-- Opening Marker --
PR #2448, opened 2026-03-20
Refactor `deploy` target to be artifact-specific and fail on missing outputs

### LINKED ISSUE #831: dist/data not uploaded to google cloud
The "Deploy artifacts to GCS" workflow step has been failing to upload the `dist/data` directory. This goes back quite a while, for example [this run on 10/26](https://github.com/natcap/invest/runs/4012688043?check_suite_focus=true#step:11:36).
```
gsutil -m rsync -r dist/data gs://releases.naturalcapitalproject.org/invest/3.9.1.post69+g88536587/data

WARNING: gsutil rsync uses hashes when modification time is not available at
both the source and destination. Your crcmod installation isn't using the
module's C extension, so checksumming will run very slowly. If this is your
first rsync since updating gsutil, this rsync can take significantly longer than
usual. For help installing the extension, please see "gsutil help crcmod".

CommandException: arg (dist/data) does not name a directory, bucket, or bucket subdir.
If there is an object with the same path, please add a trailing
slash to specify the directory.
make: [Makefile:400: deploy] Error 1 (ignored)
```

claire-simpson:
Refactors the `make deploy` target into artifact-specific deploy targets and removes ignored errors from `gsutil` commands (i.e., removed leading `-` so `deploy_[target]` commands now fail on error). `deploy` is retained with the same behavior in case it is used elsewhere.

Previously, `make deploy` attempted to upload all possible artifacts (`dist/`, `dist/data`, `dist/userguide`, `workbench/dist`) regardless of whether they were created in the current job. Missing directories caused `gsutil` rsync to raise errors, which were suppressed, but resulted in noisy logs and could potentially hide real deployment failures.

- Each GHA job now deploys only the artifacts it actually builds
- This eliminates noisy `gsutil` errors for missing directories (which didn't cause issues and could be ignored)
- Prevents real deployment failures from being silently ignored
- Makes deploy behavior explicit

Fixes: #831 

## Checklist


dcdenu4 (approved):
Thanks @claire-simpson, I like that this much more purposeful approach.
-- Closing Marker --
-- Opening Marker --
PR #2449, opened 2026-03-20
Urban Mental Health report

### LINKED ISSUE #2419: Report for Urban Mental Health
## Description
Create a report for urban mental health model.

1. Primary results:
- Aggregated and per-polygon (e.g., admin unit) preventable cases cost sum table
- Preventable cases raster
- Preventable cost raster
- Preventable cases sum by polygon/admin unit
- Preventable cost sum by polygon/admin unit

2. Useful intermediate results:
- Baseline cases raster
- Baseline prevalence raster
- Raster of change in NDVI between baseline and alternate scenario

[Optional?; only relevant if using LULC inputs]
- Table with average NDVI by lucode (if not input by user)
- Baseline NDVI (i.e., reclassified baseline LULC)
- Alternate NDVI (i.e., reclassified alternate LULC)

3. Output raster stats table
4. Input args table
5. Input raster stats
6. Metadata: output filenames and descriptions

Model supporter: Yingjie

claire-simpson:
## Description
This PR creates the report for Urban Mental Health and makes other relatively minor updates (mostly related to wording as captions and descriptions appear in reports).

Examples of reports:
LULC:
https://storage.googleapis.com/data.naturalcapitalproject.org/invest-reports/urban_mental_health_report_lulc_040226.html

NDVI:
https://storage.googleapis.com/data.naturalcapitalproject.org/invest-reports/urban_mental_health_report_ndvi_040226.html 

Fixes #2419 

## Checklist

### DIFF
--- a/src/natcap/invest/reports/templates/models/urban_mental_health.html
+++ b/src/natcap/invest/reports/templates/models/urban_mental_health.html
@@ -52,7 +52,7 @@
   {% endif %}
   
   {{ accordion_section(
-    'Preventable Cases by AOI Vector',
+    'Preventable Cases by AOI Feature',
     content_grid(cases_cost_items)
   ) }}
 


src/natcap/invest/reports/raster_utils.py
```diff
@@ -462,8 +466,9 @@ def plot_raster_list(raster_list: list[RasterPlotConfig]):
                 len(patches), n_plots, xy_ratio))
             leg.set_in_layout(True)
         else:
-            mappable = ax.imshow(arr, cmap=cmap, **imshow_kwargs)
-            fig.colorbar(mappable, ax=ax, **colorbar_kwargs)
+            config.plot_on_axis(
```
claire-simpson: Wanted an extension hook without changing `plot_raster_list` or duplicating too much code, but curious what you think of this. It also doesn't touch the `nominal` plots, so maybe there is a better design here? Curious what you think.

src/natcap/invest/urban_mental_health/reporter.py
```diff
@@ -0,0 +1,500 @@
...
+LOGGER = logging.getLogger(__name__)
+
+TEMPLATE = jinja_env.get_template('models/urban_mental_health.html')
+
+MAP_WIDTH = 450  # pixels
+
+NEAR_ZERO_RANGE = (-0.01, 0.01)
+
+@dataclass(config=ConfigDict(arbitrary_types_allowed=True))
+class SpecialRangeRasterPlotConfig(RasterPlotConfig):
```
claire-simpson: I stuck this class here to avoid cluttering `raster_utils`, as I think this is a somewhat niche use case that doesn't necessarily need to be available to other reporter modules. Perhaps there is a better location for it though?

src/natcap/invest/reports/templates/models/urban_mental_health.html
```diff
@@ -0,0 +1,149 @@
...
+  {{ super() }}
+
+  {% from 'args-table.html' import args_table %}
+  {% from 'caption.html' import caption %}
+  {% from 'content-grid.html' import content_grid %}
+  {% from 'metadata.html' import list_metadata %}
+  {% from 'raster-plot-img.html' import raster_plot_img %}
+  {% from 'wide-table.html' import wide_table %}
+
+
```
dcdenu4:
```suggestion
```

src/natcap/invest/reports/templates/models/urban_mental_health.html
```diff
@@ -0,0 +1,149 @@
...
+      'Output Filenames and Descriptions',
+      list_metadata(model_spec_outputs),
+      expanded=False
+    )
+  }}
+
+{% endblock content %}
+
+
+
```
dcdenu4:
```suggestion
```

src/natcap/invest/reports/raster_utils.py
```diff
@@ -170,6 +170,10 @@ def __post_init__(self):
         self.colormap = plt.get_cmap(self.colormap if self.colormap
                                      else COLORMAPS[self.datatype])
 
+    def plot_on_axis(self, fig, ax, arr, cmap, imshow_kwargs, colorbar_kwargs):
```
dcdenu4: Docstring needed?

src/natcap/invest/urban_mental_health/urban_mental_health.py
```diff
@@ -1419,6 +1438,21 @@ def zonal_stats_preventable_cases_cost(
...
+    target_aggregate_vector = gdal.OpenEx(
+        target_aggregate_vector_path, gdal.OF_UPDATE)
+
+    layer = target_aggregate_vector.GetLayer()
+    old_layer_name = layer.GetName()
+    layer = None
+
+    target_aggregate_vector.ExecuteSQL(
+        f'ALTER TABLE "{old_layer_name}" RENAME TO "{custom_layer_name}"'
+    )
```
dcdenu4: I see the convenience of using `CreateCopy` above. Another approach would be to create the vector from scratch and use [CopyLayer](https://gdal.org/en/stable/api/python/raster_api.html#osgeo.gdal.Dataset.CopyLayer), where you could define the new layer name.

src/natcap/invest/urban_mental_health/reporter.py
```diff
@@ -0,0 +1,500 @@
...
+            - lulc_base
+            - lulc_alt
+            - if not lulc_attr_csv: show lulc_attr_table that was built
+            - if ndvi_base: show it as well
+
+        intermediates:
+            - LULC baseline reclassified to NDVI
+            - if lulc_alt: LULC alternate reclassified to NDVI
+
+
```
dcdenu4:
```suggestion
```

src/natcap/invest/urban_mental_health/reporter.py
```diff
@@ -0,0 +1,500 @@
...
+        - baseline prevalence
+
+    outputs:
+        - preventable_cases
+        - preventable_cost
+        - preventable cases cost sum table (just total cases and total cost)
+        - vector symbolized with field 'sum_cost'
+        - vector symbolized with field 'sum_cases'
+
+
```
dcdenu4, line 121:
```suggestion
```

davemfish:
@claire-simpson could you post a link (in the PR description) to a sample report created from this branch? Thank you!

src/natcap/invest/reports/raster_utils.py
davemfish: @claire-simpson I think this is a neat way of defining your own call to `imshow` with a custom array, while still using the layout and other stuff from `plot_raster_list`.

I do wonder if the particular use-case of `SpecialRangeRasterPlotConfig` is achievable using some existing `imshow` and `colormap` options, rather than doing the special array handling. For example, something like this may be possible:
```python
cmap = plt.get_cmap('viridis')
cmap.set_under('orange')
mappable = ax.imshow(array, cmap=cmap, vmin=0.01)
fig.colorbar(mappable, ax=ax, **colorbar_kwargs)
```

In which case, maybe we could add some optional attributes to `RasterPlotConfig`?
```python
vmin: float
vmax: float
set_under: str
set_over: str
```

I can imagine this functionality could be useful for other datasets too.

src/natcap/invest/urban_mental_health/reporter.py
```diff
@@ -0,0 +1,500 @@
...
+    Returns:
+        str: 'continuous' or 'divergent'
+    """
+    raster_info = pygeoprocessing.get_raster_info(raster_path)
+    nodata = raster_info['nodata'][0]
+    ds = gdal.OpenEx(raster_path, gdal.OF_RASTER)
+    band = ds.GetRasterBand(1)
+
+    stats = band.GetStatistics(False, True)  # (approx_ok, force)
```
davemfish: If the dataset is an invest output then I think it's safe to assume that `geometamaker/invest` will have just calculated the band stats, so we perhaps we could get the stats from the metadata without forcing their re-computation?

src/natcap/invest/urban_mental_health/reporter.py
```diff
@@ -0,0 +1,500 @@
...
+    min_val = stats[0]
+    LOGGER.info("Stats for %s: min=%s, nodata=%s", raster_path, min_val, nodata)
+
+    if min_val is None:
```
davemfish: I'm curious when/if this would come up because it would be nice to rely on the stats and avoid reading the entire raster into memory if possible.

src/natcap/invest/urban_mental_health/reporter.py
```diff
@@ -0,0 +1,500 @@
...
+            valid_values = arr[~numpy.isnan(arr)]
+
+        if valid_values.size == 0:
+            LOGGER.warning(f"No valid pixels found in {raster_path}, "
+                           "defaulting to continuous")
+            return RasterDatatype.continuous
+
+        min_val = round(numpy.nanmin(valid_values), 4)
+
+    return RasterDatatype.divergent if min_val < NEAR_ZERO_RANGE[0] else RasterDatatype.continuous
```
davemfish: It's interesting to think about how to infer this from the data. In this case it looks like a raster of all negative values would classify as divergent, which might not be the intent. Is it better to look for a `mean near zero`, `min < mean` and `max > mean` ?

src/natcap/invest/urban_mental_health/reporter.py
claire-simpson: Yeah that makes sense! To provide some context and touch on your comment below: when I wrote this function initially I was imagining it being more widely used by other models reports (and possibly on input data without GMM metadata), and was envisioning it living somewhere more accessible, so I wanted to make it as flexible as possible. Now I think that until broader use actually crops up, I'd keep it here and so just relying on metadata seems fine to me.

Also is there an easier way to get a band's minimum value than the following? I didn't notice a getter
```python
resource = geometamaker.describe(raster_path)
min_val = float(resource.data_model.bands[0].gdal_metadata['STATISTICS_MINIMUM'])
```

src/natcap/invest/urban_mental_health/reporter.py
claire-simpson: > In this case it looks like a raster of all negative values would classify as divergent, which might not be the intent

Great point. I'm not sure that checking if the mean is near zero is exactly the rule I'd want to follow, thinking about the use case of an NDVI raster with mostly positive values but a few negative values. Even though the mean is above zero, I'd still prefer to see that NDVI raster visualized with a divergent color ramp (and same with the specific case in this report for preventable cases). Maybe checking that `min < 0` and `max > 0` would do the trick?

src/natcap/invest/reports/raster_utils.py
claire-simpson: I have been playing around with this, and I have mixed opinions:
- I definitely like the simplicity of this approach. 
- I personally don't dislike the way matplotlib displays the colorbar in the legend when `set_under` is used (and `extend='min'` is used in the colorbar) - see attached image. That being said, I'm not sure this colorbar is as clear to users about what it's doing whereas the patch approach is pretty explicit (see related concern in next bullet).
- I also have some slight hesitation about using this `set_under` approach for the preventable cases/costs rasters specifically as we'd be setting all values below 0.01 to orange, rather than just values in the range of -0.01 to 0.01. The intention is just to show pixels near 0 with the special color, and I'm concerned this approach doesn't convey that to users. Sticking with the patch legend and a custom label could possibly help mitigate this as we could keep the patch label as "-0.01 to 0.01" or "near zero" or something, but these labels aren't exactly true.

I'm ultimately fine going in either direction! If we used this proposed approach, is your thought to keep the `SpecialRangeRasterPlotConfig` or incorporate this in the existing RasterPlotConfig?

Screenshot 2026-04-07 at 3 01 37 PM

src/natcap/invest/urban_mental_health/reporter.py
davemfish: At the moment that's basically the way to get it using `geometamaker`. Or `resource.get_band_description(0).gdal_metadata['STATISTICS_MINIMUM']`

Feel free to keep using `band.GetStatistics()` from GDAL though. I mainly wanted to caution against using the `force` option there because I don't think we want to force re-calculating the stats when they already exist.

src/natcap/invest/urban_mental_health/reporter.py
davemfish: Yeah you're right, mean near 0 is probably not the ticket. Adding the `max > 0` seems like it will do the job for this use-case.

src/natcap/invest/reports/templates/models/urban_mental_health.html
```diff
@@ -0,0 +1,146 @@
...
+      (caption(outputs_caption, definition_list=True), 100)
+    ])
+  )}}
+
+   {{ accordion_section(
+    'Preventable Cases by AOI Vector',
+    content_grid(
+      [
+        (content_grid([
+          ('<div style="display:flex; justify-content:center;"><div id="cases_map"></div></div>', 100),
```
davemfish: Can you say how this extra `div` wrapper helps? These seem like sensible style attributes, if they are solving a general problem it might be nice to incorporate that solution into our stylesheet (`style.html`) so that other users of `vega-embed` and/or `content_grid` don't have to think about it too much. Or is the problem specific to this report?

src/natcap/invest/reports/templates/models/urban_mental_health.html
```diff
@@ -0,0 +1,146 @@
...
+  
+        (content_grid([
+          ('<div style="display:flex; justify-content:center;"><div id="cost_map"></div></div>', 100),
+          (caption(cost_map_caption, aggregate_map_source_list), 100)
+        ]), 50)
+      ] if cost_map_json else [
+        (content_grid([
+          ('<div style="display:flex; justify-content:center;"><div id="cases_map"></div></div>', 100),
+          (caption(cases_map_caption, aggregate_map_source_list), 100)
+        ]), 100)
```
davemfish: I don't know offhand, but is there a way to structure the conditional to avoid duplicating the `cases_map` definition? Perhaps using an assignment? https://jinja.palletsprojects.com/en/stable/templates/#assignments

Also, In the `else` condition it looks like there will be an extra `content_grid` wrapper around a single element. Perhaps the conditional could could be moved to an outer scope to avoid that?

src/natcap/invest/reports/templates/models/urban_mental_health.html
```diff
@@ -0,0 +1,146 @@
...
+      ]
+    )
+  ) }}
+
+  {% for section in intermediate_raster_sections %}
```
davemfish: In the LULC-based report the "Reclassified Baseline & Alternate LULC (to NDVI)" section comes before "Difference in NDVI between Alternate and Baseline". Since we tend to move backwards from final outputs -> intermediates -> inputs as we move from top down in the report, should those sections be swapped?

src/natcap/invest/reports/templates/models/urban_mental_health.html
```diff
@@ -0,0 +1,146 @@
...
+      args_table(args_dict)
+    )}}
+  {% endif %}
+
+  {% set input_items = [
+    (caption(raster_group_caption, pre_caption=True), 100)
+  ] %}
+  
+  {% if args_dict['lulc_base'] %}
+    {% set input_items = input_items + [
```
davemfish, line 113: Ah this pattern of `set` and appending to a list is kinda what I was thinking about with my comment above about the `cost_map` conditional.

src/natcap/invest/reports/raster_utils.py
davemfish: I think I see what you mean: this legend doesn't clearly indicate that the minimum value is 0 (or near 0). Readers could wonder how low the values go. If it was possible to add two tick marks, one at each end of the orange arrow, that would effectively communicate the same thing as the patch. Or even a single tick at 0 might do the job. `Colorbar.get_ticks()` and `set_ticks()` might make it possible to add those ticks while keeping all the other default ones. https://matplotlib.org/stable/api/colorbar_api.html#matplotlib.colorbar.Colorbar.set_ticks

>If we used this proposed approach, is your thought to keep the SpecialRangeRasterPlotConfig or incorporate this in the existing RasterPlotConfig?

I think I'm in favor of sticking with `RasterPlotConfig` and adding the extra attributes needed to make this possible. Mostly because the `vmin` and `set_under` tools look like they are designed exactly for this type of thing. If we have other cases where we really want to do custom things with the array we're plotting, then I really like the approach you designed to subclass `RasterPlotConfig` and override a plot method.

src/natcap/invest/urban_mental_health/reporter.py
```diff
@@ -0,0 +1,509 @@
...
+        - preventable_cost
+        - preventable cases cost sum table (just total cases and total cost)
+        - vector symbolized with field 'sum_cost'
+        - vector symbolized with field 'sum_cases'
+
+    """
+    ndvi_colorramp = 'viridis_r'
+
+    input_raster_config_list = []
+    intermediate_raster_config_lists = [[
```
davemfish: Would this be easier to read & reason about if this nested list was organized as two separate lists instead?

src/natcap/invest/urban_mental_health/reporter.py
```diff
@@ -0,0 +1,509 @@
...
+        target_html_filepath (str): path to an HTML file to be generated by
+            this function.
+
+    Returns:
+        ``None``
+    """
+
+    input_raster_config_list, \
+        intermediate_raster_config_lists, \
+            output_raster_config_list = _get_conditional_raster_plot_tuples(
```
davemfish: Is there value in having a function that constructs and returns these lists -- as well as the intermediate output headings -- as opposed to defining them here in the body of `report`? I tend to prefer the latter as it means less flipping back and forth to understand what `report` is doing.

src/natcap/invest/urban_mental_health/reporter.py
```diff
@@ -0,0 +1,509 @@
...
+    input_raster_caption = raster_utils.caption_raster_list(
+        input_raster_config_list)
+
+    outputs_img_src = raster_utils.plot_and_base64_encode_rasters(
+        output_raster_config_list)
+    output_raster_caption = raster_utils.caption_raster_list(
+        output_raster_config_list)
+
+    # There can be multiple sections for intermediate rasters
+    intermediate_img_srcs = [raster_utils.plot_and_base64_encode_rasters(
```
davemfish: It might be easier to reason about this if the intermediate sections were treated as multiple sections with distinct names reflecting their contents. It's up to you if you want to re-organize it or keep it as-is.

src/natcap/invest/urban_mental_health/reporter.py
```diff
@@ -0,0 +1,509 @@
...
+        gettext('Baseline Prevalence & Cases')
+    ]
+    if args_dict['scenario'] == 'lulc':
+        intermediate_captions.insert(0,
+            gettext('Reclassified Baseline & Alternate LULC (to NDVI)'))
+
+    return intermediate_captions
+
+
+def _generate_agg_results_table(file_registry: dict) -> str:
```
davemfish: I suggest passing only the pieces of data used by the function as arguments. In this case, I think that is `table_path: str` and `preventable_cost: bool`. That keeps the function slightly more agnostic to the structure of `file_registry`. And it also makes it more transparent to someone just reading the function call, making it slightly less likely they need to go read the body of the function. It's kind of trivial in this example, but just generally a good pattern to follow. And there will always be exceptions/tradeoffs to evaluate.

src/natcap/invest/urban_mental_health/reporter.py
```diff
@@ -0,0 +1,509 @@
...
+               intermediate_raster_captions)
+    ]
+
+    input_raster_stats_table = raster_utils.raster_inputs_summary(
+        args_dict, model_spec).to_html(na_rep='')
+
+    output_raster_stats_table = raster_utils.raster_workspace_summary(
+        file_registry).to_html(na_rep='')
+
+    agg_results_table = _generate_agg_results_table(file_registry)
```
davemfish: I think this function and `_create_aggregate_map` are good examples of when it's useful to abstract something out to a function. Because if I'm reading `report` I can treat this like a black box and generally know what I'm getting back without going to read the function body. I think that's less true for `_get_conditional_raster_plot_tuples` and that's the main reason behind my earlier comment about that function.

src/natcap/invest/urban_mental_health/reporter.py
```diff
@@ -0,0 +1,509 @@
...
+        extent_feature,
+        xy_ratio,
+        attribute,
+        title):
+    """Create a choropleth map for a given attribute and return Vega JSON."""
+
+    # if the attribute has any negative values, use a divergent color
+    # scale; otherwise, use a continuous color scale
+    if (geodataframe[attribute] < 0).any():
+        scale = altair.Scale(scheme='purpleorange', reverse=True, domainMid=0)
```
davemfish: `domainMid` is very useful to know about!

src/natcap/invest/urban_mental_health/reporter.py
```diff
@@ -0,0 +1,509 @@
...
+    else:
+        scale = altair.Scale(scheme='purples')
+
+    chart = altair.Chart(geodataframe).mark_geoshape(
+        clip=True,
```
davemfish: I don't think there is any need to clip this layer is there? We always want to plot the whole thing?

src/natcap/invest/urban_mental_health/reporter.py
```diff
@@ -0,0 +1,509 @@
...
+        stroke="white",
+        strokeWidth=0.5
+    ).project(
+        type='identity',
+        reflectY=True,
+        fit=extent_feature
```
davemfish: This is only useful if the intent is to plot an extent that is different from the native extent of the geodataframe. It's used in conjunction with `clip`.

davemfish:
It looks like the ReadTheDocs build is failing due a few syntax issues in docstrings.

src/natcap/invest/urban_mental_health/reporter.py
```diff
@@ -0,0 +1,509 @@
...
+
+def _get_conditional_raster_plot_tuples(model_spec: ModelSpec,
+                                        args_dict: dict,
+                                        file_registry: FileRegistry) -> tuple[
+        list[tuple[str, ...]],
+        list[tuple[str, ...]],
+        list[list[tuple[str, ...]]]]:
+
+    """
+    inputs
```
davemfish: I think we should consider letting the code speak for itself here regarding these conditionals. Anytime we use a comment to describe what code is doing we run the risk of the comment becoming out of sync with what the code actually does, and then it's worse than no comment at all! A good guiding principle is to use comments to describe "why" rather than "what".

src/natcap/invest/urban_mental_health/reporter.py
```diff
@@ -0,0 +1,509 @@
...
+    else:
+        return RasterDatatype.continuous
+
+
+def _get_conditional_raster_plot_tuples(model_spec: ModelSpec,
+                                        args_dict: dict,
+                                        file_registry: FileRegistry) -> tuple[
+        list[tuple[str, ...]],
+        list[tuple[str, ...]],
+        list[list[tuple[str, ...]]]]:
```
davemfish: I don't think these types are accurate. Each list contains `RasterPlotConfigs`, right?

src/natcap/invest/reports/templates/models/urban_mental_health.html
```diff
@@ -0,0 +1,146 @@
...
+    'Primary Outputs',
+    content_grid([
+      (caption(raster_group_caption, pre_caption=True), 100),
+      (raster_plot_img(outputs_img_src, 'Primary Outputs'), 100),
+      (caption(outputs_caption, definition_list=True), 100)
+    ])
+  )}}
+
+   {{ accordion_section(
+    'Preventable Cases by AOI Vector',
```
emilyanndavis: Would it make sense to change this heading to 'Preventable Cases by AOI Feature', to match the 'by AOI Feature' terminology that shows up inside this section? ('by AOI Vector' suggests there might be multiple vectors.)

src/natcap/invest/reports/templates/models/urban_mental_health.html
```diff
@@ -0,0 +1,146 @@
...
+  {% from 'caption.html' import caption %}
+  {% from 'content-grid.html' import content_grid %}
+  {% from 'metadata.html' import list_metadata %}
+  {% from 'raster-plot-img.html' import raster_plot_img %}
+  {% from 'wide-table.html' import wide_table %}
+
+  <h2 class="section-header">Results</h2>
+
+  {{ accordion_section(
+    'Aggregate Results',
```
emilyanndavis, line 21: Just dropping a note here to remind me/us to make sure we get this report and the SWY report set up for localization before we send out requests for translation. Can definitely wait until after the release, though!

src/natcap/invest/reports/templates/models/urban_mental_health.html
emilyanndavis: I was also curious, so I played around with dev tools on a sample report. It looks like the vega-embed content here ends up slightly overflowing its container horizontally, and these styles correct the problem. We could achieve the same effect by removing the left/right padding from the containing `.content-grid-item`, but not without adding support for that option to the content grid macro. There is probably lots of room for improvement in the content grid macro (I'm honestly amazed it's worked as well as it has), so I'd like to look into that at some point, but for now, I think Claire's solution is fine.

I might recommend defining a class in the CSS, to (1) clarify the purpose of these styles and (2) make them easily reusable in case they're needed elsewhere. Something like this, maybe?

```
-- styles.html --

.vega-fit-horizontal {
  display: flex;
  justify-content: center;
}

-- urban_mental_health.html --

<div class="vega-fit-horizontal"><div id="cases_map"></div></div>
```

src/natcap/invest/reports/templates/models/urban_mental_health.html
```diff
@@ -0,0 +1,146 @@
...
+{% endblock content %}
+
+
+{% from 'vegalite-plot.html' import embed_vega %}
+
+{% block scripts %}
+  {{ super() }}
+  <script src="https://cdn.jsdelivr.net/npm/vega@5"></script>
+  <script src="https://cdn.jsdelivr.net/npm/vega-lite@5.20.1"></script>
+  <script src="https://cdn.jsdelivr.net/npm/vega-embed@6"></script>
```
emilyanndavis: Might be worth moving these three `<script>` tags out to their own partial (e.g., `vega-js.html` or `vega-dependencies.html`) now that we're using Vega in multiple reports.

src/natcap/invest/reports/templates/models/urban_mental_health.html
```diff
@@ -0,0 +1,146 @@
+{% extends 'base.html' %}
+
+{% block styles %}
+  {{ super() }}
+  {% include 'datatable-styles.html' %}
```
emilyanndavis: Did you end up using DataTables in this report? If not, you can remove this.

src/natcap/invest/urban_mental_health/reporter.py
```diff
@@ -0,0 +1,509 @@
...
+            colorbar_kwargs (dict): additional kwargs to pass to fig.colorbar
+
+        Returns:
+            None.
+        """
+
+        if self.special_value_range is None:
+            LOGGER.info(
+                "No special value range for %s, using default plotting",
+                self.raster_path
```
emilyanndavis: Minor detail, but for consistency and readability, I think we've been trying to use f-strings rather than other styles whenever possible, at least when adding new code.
-- Closing Marker --
**Task prompt**
From the listing above, repeat exactly the lines starting at the line that includes "PR #2448, opened 2026-03-20" and ending at the line that includes "### LINKED ISSUE #831: dist/data", with nothing outside that span.

**Result of this task**
PR #2448, opened 2026-03-20
Refactor `deploy` target to be artifact-specific and fail on missing outputs

### LINKED ISSUE #831: dist/data not uploaded to google cloud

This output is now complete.